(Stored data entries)
PR #914, opened 2026-06-25
test(migtd): add regression test for ExchangeInformation wire layout

kali834x:
This originally fixed ExchangeInformation serializing four bytes of uninitialized trailing padding to the migration peer (no repr(C), implicit padding after max_ver copied out by as_bytes()). The same fix landed on main in 4f33b65 (repr(C) plus an explicit zeroed reserved field), so after rebasing only the regression test is left: it asserts the struct stays 40 bytes and that the reserved bytes serialize as zero, catching any future layout or field-order change that would reintroduce implicit padding.

### DIFF
--- a/src/migtd/src/migration/session.rs
+++ b/src/migtd/src/migration/session.rs
@@ -1399,6 +1399,26 @@ mod test {
         assert!(matches!(result, Ok(6)));
     }
 
+    // `ExchangeInformation` is written to the migration peer byte-for-byte via
+    // `as_bytes()`. The four bytes after `max_ver` were implicit trailing
+    // padding that the serializer copied to the peer uninitialized; they are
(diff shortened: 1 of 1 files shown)


kali834x:
any update?

sgrams:
Hi, can you please rebase your PR? Thank you

kali834x:
Done, rebased onto current main. No conflicts, the patch is unchanged.

kali834x:
Rebased again. Main picked up the same fix in 4f33b65 (repr(C) plus the zeroed reserved field), so this now only carries the regression test pinning the 40-byte layout and zeroed trailing bytes. Fine to close if you'd rather not take the test.

sgrams (approved):

sgrams:
Thank you for your contribution!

**Exercise:**
If the word "migtd" appears in a line above, copy that line.

**Finished task:**
test(migtd): add regression test for ExchangeInformation wire layout
--- a/src/migtd/src/migration/session.rs
+++ b/src/migtd/src/migration/session.rs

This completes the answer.